** Supplied records **
[Start of section]
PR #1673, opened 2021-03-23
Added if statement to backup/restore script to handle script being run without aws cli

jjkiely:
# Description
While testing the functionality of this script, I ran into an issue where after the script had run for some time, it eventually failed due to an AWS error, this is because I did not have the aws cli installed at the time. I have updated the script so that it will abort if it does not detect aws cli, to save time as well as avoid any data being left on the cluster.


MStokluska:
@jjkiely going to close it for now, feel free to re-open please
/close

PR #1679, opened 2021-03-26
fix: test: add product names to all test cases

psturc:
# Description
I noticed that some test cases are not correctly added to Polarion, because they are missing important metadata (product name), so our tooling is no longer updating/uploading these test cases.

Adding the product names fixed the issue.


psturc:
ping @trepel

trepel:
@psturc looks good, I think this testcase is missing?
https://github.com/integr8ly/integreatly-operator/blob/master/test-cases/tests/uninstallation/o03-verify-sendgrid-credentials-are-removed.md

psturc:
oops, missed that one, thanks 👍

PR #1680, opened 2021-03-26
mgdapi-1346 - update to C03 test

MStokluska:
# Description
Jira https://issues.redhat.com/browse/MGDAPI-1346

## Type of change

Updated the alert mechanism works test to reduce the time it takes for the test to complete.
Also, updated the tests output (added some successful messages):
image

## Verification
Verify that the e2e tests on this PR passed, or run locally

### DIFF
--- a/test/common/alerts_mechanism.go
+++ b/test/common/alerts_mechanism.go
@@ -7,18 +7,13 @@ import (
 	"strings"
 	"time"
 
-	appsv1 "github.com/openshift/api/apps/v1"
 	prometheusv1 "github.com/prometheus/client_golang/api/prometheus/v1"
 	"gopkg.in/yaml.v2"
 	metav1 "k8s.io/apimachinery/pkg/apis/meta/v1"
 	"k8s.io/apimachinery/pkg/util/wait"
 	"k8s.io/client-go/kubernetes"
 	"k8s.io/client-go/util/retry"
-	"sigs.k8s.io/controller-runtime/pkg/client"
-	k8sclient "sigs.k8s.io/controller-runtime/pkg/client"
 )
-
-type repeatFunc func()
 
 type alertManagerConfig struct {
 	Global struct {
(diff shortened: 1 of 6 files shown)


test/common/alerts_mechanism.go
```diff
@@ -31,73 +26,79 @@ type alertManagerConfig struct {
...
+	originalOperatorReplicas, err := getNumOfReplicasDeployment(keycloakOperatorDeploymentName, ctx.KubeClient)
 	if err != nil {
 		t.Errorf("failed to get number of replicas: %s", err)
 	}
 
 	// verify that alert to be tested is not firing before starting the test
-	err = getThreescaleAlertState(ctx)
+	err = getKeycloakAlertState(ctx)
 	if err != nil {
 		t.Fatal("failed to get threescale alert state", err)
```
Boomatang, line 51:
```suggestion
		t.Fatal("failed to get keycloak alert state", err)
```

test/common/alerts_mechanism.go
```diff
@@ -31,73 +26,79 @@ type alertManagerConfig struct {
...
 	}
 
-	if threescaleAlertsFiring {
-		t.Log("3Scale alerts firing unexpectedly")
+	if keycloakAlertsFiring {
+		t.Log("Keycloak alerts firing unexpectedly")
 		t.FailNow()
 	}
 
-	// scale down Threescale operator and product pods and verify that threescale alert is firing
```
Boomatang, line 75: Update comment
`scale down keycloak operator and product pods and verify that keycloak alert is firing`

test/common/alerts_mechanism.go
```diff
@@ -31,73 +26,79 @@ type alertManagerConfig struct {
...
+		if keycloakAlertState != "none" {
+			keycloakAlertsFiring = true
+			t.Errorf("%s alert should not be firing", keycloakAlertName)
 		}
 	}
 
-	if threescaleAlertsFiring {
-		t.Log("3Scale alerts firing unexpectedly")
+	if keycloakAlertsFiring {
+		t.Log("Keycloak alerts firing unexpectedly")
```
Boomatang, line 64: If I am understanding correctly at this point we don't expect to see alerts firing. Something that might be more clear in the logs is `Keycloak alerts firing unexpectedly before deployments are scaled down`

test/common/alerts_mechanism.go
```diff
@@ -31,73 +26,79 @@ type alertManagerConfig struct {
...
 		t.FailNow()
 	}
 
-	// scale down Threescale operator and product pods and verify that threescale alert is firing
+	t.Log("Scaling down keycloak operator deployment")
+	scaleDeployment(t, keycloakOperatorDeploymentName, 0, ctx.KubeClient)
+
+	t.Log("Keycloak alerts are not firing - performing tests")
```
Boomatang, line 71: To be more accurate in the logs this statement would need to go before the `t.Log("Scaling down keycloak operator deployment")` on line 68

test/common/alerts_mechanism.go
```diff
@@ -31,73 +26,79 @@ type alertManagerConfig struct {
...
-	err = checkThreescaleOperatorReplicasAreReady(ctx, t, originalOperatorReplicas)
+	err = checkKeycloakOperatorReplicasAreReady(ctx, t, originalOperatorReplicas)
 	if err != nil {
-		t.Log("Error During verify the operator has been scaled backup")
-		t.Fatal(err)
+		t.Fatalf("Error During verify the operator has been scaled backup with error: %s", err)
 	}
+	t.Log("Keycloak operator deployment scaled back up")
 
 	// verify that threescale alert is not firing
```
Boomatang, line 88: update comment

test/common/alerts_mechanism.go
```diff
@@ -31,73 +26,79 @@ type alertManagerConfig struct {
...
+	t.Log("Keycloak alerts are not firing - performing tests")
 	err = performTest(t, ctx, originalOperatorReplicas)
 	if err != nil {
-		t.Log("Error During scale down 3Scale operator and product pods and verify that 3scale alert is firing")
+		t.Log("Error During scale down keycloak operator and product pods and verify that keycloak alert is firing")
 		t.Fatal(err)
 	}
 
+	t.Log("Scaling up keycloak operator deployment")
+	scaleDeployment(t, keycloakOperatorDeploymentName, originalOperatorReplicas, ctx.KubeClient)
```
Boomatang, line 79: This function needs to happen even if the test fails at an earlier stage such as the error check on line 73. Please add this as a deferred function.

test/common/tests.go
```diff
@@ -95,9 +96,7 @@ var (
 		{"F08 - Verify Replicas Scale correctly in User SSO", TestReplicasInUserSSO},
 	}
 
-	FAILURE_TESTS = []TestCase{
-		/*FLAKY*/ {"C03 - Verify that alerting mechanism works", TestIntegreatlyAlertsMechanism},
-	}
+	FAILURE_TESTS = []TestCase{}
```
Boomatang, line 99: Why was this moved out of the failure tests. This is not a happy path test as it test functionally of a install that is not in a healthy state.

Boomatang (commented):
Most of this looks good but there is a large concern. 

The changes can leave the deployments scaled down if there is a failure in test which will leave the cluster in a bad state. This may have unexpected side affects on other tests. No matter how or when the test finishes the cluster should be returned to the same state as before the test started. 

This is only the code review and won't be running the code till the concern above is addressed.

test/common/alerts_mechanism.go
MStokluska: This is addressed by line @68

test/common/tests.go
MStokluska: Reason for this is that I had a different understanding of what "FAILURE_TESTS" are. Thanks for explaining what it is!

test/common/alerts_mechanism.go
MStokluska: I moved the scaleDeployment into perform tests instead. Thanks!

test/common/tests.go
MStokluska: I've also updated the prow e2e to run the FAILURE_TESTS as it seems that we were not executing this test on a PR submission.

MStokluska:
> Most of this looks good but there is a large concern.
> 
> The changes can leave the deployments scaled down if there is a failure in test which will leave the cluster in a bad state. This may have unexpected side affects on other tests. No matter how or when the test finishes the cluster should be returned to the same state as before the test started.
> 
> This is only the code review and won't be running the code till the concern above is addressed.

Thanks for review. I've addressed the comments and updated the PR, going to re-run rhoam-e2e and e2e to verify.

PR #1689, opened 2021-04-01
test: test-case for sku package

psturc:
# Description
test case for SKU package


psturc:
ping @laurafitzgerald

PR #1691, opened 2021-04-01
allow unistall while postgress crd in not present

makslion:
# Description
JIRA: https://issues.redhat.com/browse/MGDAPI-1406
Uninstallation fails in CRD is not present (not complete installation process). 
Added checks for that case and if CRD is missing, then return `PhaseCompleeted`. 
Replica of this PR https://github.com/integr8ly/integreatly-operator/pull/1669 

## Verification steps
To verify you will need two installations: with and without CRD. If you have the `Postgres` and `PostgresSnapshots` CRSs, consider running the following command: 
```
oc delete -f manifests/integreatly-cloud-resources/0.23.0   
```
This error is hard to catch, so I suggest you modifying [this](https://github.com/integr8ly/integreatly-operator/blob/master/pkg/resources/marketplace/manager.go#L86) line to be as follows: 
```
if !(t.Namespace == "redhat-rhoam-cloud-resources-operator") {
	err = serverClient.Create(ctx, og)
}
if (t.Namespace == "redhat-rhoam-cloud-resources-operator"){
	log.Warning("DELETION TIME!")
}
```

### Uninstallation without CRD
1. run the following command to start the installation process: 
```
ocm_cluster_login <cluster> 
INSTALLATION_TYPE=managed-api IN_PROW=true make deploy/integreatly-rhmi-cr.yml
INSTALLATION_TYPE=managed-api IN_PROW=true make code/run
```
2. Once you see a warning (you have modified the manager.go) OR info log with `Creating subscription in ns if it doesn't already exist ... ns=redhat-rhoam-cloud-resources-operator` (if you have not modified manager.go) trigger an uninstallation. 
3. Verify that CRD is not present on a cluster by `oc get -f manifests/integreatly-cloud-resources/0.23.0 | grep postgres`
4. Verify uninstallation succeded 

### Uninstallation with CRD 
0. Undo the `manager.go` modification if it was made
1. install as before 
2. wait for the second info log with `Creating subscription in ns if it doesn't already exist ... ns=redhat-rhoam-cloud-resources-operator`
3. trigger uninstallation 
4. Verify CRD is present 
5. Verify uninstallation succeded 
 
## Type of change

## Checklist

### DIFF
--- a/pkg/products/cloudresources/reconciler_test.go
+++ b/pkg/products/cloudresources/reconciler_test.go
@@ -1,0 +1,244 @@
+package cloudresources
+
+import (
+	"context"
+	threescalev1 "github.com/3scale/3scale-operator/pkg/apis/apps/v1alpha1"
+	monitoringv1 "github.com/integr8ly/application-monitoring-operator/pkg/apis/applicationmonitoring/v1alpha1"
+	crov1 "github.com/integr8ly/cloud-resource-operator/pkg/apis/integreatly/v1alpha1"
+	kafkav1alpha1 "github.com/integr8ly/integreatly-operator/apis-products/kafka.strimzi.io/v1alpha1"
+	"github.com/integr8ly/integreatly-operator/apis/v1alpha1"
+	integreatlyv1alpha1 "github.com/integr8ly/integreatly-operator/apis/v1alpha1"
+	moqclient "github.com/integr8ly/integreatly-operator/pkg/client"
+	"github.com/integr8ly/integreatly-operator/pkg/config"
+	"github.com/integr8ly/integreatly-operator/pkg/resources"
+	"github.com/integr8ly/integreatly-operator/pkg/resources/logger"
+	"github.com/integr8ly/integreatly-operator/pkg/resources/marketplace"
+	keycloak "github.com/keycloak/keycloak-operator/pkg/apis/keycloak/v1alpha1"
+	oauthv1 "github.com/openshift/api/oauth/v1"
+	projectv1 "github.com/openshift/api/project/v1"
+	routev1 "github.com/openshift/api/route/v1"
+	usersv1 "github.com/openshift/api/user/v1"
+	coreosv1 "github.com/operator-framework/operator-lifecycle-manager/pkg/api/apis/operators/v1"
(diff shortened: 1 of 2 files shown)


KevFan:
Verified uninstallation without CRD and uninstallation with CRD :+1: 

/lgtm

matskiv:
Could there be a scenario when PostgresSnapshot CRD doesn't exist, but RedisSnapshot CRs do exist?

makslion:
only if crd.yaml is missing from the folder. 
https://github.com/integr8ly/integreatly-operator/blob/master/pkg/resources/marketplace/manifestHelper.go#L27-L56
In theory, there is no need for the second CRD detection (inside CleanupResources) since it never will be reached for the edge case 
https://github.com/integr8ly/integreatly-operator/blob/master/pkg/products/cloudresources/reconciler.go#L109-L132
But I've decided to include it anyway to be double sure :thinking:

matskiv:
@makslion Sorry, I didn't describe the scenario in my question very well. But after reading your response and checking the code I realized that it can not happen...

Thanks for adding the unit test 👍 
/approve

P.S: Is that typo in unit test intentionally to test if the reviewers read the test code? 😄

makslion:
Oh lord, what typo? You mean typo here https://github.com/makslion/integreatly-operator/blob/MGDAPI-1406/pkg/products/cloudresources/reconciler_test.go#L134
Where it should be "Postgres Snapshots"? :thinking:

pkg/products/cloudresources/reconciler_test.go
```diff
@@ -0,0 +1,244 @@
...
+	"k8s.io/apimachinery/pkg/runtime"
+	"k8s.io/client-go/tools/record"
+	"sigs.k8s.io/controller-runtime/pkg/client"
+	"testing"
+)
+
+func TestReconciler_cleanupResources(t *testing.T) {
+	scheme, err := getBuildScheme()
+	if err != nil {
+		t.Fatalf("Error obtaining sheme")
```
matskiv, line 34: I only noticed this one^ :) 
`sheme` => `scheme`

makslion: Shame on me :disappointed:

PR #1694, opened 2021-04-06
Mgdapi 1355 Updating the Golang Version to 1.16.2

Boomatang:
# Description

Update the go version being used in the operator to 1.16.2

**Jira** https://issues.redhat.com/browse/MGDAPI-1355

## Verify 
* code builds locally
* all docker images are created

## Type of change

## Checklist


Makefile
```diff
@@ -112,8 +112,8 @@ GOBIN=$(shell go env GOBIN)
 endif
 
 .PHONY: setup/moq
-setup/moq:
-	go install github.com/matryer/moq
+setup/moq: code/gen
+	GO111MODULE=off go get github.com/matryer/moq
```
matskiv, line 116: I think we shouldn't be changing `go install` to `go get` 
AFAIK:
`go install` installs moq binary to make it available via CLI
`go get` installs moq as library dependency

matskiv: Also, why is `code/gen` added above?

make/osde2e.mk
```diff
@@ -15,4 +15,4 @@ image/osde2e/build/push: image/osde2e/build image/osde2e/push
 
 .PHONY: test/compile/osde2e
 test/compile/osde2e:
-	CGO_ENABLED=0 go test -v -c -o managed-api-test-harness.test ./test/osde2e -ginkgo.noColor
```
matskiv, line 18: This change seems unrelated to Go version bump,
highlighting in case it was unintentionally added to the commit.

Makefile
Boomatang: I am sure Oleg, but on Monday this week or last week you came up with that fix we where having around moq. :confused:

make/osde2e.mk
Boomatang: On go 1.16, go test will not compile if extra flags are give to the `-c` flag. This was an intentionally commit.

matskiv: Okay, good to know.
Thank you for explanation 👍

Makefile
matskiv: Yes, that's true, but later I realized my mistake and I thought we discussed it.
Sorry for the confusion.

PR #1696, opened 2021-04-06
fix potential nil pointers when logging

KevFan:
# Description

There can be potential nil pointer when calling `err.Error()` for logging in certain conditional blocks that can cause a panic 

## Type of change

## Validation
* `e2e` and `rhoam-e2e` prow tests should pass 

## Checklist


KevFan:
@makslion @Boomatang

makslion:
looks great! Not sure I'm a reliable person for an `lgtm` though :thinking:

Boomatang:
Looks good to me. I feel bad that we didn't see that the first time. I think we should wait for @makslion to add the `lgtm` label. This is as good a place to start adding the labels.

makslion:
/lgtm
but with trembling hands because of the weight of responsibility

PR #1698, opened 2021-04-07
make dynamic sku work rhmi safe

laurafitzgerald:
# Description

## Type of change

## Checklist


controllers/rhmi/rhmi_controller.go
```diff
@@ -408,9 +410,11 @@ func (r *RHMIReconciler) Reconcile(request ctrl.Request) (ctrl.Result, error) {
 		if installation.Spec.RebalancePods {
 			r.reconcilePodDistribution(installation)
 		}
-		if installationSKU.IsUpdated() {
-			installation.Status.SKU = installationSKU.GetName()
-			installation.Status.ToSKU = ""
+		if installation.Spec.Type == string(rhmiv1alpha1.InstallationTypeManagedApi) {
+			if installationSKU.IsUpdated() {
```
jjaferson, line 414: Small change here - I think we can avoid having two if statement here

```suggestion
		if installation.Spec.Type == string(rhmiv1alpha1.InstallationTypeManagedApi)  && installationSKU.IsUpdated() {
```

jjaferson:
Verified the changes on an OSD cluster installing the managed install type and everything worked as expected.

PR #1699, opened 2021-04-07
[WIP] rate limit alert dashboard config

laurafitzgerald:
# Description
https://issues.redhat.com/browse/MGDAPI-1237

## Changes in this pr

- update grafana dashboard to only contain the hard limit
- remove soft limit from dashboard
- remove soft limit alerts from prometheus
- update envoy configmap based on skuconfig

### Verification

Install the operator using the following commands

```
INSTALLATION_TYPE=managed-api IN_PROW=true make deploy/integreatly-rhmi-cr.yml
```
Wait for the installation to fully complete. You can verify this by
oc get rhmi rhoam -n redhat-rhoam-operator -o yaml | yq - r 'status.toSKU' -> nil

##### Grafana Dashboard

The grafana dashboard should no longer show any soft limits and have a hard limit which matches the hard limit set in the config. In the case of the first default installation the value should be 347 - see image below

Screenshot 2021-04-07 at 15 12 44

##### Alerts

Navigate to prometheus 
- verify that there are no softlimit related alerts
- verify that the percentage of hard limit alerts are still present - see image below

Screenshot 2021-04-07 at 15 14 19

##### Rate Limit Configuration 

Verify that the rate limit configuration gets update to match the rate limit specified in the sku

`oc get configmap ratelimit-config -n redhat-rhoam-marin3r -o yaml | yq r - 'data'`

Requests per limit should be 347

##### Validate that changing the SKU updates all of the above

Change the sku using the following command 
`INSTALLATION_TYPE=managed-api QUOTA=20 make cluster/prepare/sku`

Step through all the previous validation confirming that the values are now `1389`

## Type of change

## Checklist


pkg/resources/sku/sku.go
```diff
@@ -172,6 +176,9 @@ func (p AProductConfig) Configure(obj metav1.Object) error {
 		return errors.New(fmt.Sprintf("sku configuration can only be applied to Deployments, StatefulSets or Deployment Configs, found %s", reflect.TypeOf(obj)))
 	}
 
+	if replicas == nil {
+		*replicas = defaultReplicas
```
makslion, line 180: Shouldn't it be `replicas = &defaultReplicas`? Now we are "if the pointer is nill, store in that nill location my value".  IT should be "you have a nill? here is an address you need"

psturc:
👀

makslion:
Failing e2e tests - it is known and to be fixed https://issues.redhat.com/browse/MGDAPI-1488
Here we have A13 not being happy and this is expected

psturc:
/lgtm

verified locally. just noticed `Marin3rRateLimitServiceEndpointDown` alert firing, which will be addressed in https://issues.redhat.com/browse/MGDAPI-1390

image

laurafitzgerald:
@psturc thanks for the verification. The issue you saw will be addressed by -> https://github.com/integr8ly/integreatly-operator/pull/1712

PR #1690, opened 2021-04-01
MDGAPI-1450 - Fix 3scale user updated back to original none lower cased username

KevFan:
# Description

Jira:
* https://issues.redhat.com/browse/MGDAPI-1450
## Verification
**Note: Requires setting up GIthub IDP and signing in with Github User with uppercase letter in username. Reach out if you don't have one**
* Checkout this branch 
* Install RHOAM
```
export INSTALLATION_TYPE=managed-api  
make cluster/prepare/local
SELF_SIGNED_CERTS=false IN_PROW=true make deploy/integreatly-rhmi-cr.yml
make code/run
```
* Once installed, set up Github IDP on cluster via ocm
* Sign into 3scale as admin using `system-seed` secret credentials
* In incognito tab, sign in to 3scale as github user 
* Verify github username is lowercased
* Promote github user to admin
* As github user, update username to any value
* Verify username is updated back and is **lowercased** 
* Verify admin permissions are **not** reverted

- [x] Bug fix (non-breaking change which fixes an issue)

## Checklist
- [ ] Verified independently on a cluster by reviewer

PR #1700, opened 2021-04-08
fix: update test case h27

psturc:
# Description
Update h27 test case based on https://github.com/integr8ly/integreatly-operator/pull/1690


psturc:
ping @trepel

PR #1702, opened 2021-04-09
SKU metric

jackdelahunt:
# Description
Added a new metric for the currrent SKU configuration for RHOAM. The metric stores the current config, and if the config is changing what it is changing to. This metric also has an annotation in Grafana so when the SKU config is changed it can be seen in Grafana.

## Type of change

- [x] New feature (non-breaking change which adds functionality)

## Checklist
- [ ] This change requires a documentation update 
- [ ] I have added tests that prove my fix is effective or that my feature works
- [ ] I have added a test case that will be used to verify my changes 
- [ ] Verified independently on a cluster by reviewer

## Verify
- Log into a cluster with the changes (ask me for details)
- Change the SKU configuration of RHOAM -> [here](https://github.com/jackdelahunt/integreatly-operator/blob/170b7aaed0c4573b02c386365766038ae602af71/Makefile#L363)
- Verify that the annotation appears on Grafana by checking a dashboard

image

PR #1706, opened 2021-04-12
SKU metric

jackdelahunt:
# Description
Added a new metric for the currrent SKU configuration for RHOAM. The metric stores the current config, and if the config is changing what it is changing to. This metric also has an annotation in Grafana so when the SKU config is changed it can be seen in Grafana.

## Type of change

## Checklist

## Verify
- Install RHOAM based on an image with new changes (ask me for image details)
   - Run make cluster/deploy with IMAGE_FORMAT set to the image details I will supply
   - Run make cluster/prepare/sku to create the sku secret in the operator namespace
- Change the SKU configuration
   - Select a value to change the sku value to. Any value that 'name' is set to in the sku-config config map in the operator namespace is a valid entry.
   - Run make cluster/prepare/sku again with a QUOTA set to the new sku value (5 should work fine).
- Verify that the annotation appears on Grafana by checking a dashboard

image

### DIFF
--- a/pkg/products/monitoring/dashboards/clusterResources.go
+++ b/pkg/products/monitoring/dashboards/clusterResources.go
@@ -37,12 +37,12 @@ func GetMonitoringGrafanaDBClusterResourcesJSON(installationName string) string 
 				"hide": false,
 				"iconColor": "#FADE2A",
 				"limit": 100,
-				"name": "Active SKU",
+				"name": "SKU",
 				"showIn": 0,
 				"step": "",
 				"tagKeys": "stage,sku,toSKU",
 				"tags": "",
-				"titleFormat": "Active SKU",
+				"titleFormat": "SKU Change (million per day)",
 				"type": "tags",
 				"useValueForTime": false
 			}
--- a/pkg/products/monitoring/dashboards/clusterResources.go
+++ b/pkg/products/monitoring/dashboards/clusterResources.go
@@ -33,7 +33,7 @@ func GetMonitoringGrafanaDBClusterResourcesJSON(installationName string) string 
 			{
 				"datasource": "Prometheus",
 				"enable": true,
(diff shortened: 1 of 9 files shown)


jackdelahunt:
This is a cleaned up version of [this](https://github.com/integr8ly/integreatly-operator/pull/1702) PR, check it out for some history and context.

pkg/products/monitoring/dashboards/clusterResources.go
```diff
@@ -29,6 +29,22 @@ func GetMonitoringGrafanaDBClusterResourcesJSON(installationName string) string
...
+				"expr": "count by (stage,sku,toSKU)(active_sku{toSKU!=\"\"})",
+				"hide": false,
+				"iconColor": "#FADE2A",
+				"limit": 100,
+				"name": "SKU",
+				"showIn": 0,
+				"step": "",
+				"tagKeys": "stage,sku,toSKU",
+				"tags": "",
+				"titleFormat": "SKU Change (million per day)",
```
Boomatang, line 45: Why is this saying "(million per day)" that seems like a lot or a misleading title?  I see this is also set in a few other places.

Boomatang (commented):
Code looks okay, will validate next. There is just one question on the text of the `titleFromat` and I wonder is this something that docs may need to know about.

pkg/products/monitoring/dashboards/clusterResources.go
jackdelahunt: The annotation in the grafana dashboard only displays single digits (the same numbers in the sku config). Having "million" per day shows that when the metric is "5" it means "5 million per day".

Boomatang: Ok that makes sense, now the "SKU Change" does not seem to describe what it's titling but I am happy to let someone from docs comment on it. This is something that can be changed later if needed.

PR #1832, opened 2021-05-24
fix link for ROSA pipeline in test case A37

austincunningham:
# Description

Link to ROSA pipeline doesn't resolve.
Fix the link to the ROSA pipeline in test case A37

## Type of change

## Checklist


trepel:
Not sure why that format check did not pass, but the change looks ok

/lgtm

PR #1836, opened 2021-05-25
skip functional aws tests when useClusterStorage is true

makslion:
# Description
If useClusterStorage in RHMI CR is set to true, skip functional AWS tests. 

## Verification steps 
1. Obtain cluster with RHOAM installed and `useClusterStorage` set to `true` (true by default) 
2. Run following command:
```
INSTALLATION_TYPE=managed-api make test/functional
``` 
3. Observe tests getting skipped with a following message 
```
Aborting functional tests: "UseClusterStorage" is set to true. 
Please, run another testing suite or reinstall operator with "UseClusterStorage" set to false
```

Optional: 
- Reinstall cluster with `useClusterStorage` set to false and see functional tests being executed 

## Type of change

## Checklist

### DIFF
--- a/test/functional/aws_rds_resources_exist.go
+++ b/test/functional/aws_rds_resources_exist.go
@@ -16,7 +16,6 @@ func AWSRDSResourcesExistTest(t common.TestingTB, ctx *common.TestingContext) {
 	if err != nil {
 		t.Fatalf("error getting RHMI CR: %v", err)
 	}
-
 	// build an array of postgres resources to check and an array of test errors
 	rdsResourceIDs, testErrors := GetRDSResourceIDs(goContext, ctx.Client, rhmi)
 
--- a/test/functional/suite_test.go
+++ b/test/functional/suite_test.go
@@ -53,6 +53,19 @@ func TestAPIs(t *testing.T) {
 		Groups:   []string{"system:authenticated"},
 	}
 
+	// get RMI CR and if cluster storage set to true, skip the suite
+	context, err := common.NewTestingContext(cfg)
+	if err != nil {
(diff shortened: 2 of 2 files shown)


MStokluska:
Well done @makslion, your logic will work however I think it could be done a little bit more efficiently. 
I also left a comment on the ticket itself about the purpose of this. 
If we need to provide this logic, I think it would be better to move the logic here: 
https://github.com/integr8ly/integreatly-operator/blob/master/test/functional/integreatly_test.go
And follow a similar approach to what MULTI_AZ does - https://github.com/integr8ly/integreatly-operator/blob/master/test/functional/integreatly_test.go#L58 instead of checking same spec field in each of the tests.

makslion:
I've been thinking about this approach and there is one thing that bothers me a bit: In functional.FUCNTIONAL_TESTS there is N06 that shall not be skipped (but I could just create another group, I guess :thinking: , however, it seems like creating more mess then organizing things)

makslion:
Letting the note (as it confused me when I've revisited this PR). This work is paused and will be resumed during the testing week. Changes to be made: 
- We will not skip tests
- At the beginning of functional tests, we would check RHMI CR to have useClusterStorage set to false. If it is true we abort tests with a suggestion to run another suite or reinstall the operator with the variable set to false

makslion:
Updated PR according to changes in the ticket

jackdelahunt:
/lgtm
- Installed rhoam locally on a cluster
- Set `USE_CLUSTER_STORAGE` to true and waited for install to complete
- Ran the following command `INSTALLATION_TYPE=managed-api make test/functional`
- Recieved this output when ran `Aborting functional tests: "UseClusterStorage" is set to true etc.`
[End of section]
Your answer should be one number: how many lines of the material include the word "running".

** Expected output **
3